Chukwa is an open source data collection system for managing large distributed systems. Chukwa is built on top of the Hadoop Distributed File System (HDFS) and MapReduce framework and inherits Hadoop’s scalability and robustness. It also includes a ﬂexible and powerful toolkit for displaying, monitoring and analyzing results to make the best use of the collected data.
Chukwa uses an end-to-end delivery model that can leverage local on-disk log files for reliability. This approach also eases integration with legacy systems
Use case of Chukwa
- Monitor/debug systems
- Machine learning is getting increasingly good at detecting anomalies automatically.
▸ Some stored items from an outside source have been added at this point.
Issue #457, opened 2024-03-07
4.3 upgrade broken by higher version than core


aspark21:
https://github.com/catalyst/moodle-tool_mfa/blob/MOODLE_400_STABLE/factor/token/version.php#L29

![Screenshot 2024-03-07 at 17 18 39](https://github.com/catalyst/moodle-tool_mfa/assets/4015496/9cbb84d2-0a45-4a0e-8ce8-733462eb8989)

aspark21:
there are no upgrade steps in plugin or core so this can safely be worked around by updating the version in db before upgrade

samwitzig:
Thanks for mentioning the issue here. To make to upgrade easier (no fiddling around in the DB), I think the version of the plugin should be bumped in core. I created an issue: https://tracker.moodle.org/browse/MDL-81303

aspark21:
Practically yes, but those version numbers in core are aligned to the release date of the core version of Moodle

so it might go against core policy.

it’s a bit late now to revert the version number in the plugin since the current version has been rolled out across the board on catalyst eu managed instances

andrewnicols:
The version of this plugin should not have been updated in this plugin.

This will need to be downgraded in this plugin and instructions provided for how to fix it for those who already have the wrong version.

brendanheywood:
+1 to what @andrewnicols said, we need to manually back this out

dmitriim:
Would it be easier to fix it in core as a small bug tracker? so we avoid a pain for fixing it manually for potentially many people. Then we will never touch versions in this plugin again.

andrewnicols:
@dmitriim: We don't have a mechanism for doing this wihtout manual intervention.

dmitriim:
@andrewnicols Can we bump core version so it's higher than in the plugin?

brendanheywood:
We have a few hundred sites on this higher version, and yes that is our problem and we caused it and we can also fix that manually, BUT it also looks like there are many more hundreds of sites in the wild using that version of the plugin who will also hit this when upgrading to 4.3. As annoying as it is I think the best solution is to bump this in core. I can't see a programmatic way to fix this in code to downgrade itself.

andrewnicols:
I'll raise this with the integration team an see if we can support it with a higher version in Moodle 4.3.

Peterburnett:
[...]

PR #458, opened 2024-04-12
Fix factor token version #457

bwalkerl:
Based on the examples mentioned in #457 

Doesn't feel ideal to do this in version.php, but appears to be the least disruptive option.

### DIFF
--- a/factor/token/version.php
+++ b/factor/token/version.php
@@ -26,9 +26,14 @@
 
 defined('MOODLE_INTERNAL') || die();
 
-$plugin->version      = 2023101600;      // The current plugin version (Date: YYYYMMDDXX).
+$plugin->version      = 2023080100;      // The current plugin version (Date: YYYYMMDDXX).
 $plugin->requires     = 2022041908; // Support Moodle 4.0 and higher.
 $plugin->component    = 'factor_token';
 $plugin->release      = 2022011700;
 $plugin->maturity     = MATURITY_STABLE;
 $plugin->dependencies = ['tool_mfa' => 2019102400];
+
+// Fix version numbers that are higher than 4.3 core.
+if (!during_initial_install() && (int) get_config('factor_token', 'version') >= 2023100900) {
+    set_config('version', '2023080100', 'factor_token');
+}


factor/token/version.php
```diff
@@ -26,9 +26,14 @@
...
-$plugin->version      = 2023101600;      // The current plugin version (Date: YYYYMMDDXX).
+$plugin->version      = 2023080100;      // The current plugin version (Date: YYYYMMDDXX).
 $plugin->requires     = 2022041908; // Support Moodle 4.0 and higher.
 $plugin->component    = 'factor_token';
 $plugin->release      = 2022011700;
 $plugin->maturity     = MATURITY_STABLE;
 $plugin->dependencies = ['tool_mfa' => 2019102400];
+
+// Fix version numbers that are higher than 4.3 core.
+if (!during_initial_install() && get_config('factor_token', 'version') >= '2023100900') {
```
Peterburnett: This string/int comparison doesnt feel quite right. Can you verify the type and do an explicit cast if required. Having it hardcoded as a string feels wrong.

Peterburnett (changes requested):
Comment around string/int comparison

factor/token/version.php
bwalkerl: Thanks @Peterburnett 

I copied from string part from the [example](https://github.com/catalyst/moodle-local_maillog/blob/MOODLE_35_STABLE/version.php) as get_config('factor_token', 'version') is returning a string, but that's a good point. 

This is running on every page so we'd want to go with the most efficient comparison. What do you think would be most efficient - leaving it as a string or casting with (int) or intval()?

factor/token/version.php
```diff
@@ -26,9 +26,14 @@
...
+    set_config('version', $plugin->version, 'factor_token');
```
danmarsden: using $plugin->version seems wrong here - we should be setting it specifically to 2023080100 in this case - so that if a future upgrade bumps to 2023080100.01 or 2023080101 then it downgrades to the right version and runs the upgrade steps that we might have to implement in future.

bwalkerl: Thanks @danmarsden - must have had a brain fart thinking through the update logic. I'll get that updated.

factor/token/version.php
bwalkerl: After some testing I ended up going with (int) get_config('factor_token', 'version') >= 2023100900 as the difference was almost negligible compared to the other check and getting the config.

PR #475, opened 2025-09-21
Remove erroneous apostrophe from `README.md`.

RokeJulianLockhart:
It shouldn't be possessive.


danmarsden:
Thanks for the PR - keep in mind this github repo is now bascially deprecated as the plugin is now part of the core Moodle release for 4.3 and higher releases.

PR #476, opened 2025-09-25
Only modify `$SESSION` when the plugin is actually enabled

cameron1729:


Peterburnett:
I think this is possible that this might hook during after_config, during which it might be modified by something like ABConfig, but I think this is good to go. CI is failing, which I havent checked

cameron1729:
Thanks @Peterburnett 

The CI failures don't seem related, and I can see from other MRs that CI has been failing in the repo for a while. I tried unit tests locally with this patch and they pass just fine.

I'll merge this one, cheers.

PR #488, opened 2026-09-10
Fix T20 tests

matthewhilton:
**Issue**
1. Settings classes moved to autoloaded namespaces, old ones emitting debugging during tests

**Fix**
- Switch to new classes

**Testing**
- Re-run testsuite, passing
- Manually went through tool_mfa + every factors settings page in gui to confirm no error or debugging
- Double checked every change to confirm its good (e.g. multi checkbox is still multi checkbox, and not just plain checkbox)

### DIFF
--- a/classes/local/admin_setting_managemfa.php
+++ b/classes/local/admin_setting_managemfa.php
@@ -16,6 +16,8 @@
 
 namespace tool_mfa\local;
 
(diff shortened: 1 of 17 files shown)


rhell4:
Everything looks good to me, thanks Matt!

Issue #384, opened 2021-03-06
Access violation in Windows builds for some .include


maxim-zhao:
Recent refactoring of locals vs. globals missed some code behind `#if defined(MSDOS)` guards. PR coming...

lhsazevedo:
Fixed by #385?

PR #385, opened 2021-03-06
Wrong variable used as path index causes segfault, see #384

maxim-zhao:
Recent refactoring of locals vs. globals missed some code behind `#if defined(MSDOS)` guards.


lhsazevedo:
Oops, [my bad](https://github.com/vhelin/wla-dx/commit/e7c9290eb7fa03ec31582ee7d91891004e00edc9). Thanks!

vhelin:
Thanks! :) It was a big refactoring so at least I was prepared to see some such errors. If this was all then the refactoring was really well done!

PR #386, opened 2021-03-07
Fix determining source filename with more than 256 files

Drenn1:
The "source file id" was a byte in the object file, meaning there could only be up to 256 source files - at least, for any particular object file. I seem to have more than that, somehow, since I never really bothered to make multiple object files.

This limitation didn't really cause any problems with building, but it did cause segmentation faults when attempting to generate listfiles. This fixes that.


vhelin:
Thanks!

lhsazevedo:
Thanks for the executable bit :pray: 

Now we can also remove this from the linux pipeline:
https://github.com/vhelin/wla-dx/blob/f1a4bea1e303692abd1dcd3adf17a8fc3270705c/azure-pipelines-linux.yml#L17

vhelin:
I wasn't aware that you could set executable bits in Git... I did the same for run_tests.sh, removed two chmod+x lines from Azure pipelines (Linux) files, and let's see if the Linux tests still pass... :)

PR #393, opened 2021-03-19
Handle unused fread results

lhsazevedo:
See #16.

`fscanf` comes next!

In the future we can also extract this logic to function, maybe `read_whole_file`.

**Bonus**
`g_background_size` was demoted to a local variable, called `background_size`.

### DIFF
--- a/byte_tester/main.c
+++ b/byte_tester/main.c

- Web log analysis is key to many businesses
Why use Chukwa?
Use Chukwa to monitor multiple clusters of several thousand hosts, potentially generating several terabytes of data per day. The goals in designing Chukwa are based on a survey of cluster user’s functional requirements and performance demands. Chukwa is meant to be used by four different (though overlapping) constituencies: Hadoop users, cluster operators, cluster managers, and Hadoop developers.
How does Chukwa work?
Chukwa works by separating collection from processing:
- Adaptors (on each node) output chunks of data, with some minimal metadata.
- Framework uploads data to a small number of collectors, that write to “sink” files in HDFS.
- Periodic MapReduce jobs to organize and analyze collected data
- Dump to structured storage for visualization and ad-hoc querying.